For Black to gain t in the environment, you are making some implicit assumption(s). If you used my ideal environment, starting in it were worth t/2. Since you account t, you might have a different study approach, such as "White makes the first move and Black makes the last move in each variation". Or maybe you consider both players' starts but demand an equal number of moves or whatnot. Please clarify!



Ok.



Why can we assume a) White continues locally and b) B is a local gote?



You wish. However, how do we know that B is not Black's simple sente, Black's long gote, Black's long sente or a ko?



You assume the miai value (usually: the move value) vb of B. Why would this necessarily imply that White's gain on BE is vb? It would be vb if B were a simple gote, but see above (we do not know yet that it is).

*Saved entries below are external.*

PR #463, opened 2023-09-13
Preliminary version of Blosc2 module

FrancescAlted:
This is a *preliminary* version of a `blosc2.pyx` module for numcodecs.  It is essentially the same than `blosc.pyx`, but the API has been updated to use Blosc2 instead.  A new C-Blosc2 submodule has been added too.

However, C-Blosc2 requires cmake to build, and we normally use something like [scikit-build-core](https://github.com/scikit-build/scikit-build-core). Unfortunately this means quite a bit of changes into the current build procedure based on setuptools; would you be up to adopt these changes?  If you don't, probably Blosc2 can be made to work with existing setuptools, but we still need to figure out how.

TODO:

- [ ] Update setup.py / pyproject.toml to compile the C-Blosc2 library
- [ ] Tests pass locally
- [ ] Docs build locally

### DIFF
--- a/numcodecs/blosc2.pyx
+++ b/numcodecs/blosc2.pyx
@@ -113,6 +113,9 @@ cdef extern from "blosc2.h":
 
     void blosc2_init()
     void blosc2_destroy()
+    blosc2_context* blosc2_create_cctx(blosc2_cparams cparams)
+    blosc2_context * blosc2_create_dctx(blosc2_dparams dparams)
+    void blosc2_free_ctx(blosc2_context * context)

You add the gains -t + vb and then add the count e. Sure, if the gains are right, we may do such.



You start by studying the equality score1 = score2. Not doing your work, please explain what is the purpose of considering this equality and why does it express this purpose?

t = -t + vb + e <=> 2t = vb + e <=> t = (vb + e) / 2 and not, as you write (accidentally?) 2t = (vb + e) / 2.



Please explain both steps!

(I have not read the next messages yet.)

I do not know in detail the definition of the various ideal environment you mentionned but I think my reasonning works with any of these environments

As usual I consider both players' starts but demand an equal number of moves or whatnot.

When temperature of the environment is greater than vb then it is correct for black to play in the environement (it may happen that a local black move could also be correct but playing in the environment is always correct).
When temperature of the environment is lesser than vb then the only correct move for black is to play locally (playing in the environment is not correct)
When temperature of the environment is equal to vb the situation is ambiguous and it is correct to play either in the environment or locally.
Note : the situation for white is exactly the same.

As a consequence assume temperature drops to vb.
If it is black to play it is correct to play in the environement and it is correct for white to answer locally
If it is white to play it is correct to play locally and it is correct for black to answer in the environment.

In any case I can always assume that white will play locally while black will play in the environement.

It does not matter if B is a local gote because I can assume that white will play locally while black will play in the environment

Here again it doesn't matter because black will not play locally

I never said that White's gain on BE is vb. I only said that black will gain vb points by playing in the environment (when temperature of the environment has dropped to vb)

Thank you for the correction of my typo in the formula.
On many occasion I use this score1 = score2 to calculate a miai value and you never argue on this point. What is wrong here?